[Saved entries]
===============

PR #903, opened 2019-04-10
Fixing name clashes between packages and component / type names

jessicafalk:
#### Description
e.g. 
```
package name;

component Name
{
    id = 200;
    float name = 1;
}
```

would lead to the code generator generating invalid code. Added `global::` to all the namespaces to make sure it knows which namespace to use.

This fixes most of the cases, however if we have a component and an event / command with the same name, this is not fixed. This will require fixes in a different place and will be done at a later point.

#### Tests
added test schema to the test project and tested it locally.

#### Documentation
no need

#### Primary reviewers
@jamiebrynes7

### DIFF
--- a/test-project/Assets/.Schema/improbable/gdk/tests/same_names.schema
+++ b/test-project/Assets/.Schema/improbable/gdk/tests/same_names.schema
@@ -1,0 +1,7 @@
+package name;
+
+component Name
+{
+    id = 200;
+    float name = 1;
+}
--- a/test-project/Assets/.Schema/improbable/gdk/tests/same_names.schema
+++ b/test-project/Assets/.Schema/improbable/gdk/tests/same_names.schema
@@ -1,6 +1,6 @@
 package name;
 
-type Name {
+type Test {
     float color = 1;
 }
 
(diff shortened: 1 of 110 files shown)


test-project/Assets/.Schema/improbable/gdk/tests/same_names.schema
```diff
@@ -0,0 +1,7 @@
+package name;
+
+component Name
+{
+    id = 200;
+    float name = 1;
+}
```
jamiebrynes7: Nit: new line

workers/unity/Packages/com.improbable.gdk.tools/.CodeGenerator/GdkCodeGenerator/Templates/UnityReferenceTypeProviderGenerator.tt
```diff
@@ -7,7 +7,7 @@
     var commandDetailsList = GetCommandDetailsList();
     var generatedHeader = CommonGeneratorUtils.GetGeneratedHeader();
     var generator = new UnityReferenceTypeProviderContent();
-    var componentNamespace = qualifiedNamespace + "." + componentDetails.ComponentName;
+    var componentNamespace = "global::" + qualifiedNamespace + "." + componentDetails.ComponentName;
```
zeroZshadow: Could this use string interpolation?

===============

Go through the records above. Copy each line in which the string "this" appears.

This fixes most of the cases, however if we have a component and an event / command with the same name, this is not fixed. This will require fixes in a different place and will be done at a later point.
zeroZshadow: Could this use string interpolation?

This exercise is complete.